> Work order: Find the lines below that contain "implements" and tally them. Return only the total.

> Input data:
PR #2453, opened 2023-12-25
#2420. Exhaustiveness variable tests. Add switch statement check

sgrekhov:


LanguageFeatures/Extension-types/exhaustiveness_variable_A01_t05.dart
```diff
@@ -0,0 +1,46 @@
...
+extension type AET1(A _) {}
+extension type AET2(A _) implements A {}
+extension type BET1(B _) {}
+extension type BET2(B _) implements B {}
+
+String test1(AET1 a) {
+  switch (a) {
+    case B _: return 'B';
+  }
+}
```
eernstg, line 33: This one is blocked on https://github.com/dart-lang/language/issues/3534: It hasn't yet been decided whether we should use the extension type erasures (as I'd prefer) during flow analysis in order to determine whether or not it is possible to reach the end of the function body in this example.

So we'll have to put this one in a waiting position until https://github.com/dart-lang/language/issues/3534 has been settled.

eernstg (commented):
Blocked on https://github.com/dart-lang/language/issues/3534.

Perhaps split this into one PR that uses return type `String` on a bunch of existing test functions containing switch expressions, and put the new tests into a different PR? We could then land the return-type part, and confine the blockedness to the second PR.

LanguageFeatures/Extension-types/exhaustiveness_variable_A01_t05.dart
sgrekhov: https://github.com/dart-lang/language/issues/3534 has been settled. Now this test should work

sgrekhov (commented):
I believe now this PR is nublocked. Please take another look

LanguageFeatures/Extension-types/exhaustiveness_variable_A01_t05.dart
eernstg: Right!

eernstg (approved):
LGTM!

> Problem solution: 2